After nine years of construction, it's now official: the Regional Connector will open for passenger service on Friday, June 16.

The announcement, made yesterday by Metro Board Chair Ara Najarian, will finally mark completion on the more than $1.8-billion project, which adds 1.9 miles of subway tunnel beneath Downtown Los Angeles. The alignment, which snakes underneath Flower and 2nd Streets between the Financial District and Little Tokyo, will connect and merge the A, E, and L Lines.

View of public art at Grand Ave Arts/Bunker Hill StationMetro

Stops include the rebuilt Little Tokyo/Arts District Station, which has now been moved underground at the intersection of 1st Street and Central Avenue, as well the new Historic Broadway Station at 2nd Street and Broadway and the Grand Avenue Arts/Bunker Hill Station and 2nd Place and Hope Street. The connector will allow easy access to the Walt Disney Concert Hall, the Music Center, Grand Park, the Colburn School, MOCA, The Broad, Grand Central Market, and other destinations.

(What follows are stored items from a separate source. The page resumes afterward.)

PR #2551, opened 2019-06-07
Feature/fixed assets imports

Sanchodelniglo:

PR #2559, opened 2019-06-17
Feature gain and loss fixed assets exports

Sanchodelniglo:


app/exchangers/isagri/isacompta/fixed_assets_exchanger.rb
```diff
@@ -178,6 +101,31 @@ def import
           w.check_point
         end
       end
+
+      private
+
+      # Trim account number following preferences
+      def normalize(number)
+        preference_number = Preference[:account_number_digits]
+        differential = number.size - preference_number if number.size > preference_number
```
piotaixr: The conditions with `differential` are quite messy, can you reorganise them?

app/exchangers/isagri/isacompta/fixed_assets_exchanger.rb
```diff
@@ -178,6 +101,31 @@ def import
...
+          number
+        end
+      end
+
+      # Generate allocation account number
+      def to_allocation_account(number)
+        if number.first == "2"
+          number.chars.insert(1, "8")[0...-1].join
+        else
+          number
```
piotaixr: Is there a reason why the function defaults to the account number and not just fails when we cant 'convert' automatically to an account number?

app/exchangers/isagri/isacompta/fixed_assets_exchanger.rb
```diff
@@ -178,6 +101,31 @@ def import
           w.check_point
         end
       end
+
+      private
+
+      # Trim account number following preferences
+      def normalize(number)
```
piotaixr: Maybe also handle the case where the account number length is too short and extend it?
Then, it can be used in the initializer of the `Account` class.

app/models/fixed_asset.rb
```diff
@@ -261,14 +261,15 @@ def started_during_financial_year_closure_preparation?
...
   def self.depreciate(options = {})
-    depreciations = FixedAssetDepreciation.with_active_asset
+    depreciations = FixedAssetDepreciation.with_active_asset.not_locked.not_accountable
     depreciations = depreciations.up_to(options[:until]) if options[:until]
     transaction do
       # trusting the bookkeep to take care of the accounting
+      count = []
       depreciations.find_each do |dep|
-        dep.update!(accountable: true)
+        count << dep.update!(accountable: true)
```
piotaixr: You can just increment a variable here ;-)

db/migrate/20190606134257_change_usages_of_old_accounts_to_match_nomenclature.rb
```diff
@@ -0,0 +1,26 @@
...
+              fixed_assets: :financial_assets,
+              fixed_assets_suppliers: :financial_assets_suppliers ,
+              fixed_assets_values: :financial_assets_values }
+              
+  def up
+    CHANGED.each do |to, from|
+      execute <<-SQL
+        UPDATE accounts
+           SET usages = '#{to}'
+         WHERE usages = '#{from}'
```
piotaixr: the `usages` name seems to indicate that its possible to have multiple usages. @Aquaj ?

test/models/fixed_asset/fixed_asset_test.rb
```diff
@@ -127,8 +127,8 @@ class FixedAssetTest < Ekylibre::Testing::ApplicationTestCase
 
     test 'depreciate class method returns the amount of depreciations according to until option provided' do
       fixed_asset = create :fixed_asset, :yearly, :in_use, percentage: 100.0 / 3, started_on: Date.new(2017, 1, 1)
-
       count = FixedAsset.depreciate(until: Date.civil(2018, 12, 31))
+
```
piotaixr: :-) Not really necessary to commit this file

app/exchangers/isagri/isacompta/fixed_assets_exchanger.rb
piotaixr: Maybe add a test?

app/exchangers/isagri/isacompta/fixed_assets_exchanger.rb
```diff
@@ -178,6 +101,31 @@ def import
...
+          number.first(preference_number)
+        elsif differential && number.last != "0" * (differential)
+          number.first(6) + number.last(preference_number - 6)
+        else
+          number
+        end
+      end
+
+      # Generate allocation account number
+      def to_allocation_account(number)
```
piotaixr: A test for this method?

app/exchangers/isagri/isacompta/fixed_assets_exchanger.rb
Sanchodelniglo: It's seems to be already done in the before_validation of `Account`, that's why i just handled the "too long" case

piotaixr:
Depends on #2551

The tunnel will allow through routing of light rail trains between Little Tokyo and 7th Street/Metro Center Station, saving commuters up to 20 minutes per trip by reducing the need for transfers. Moving forward, the three existing light rail lines will be merged into two, with the A Line running north-south from Azusa to Long Beach and the E Line traveling east-west East Los Angeles to Santa Monica. Service will launch with existing 10-minute peak frequencies and 12-minute midday and weekend service levels for both the A and E lines.

View of station platform at Grand Ave Arts/Bunker Hill StationMetro

Metro has previously estimated that the completed project will serve up to 88,000 daily passengers, with 17,000 of them being new riders.

The debut of the Regional Connector will follow less than one year after the launch of the K Line, which will eventually provide a long-sought rail link to LAX, as well as the C and E Lines. Both of those extensions were beset by numerous delays since breaking ground in 2014, with expected opening dates pushed back on multiple occasions.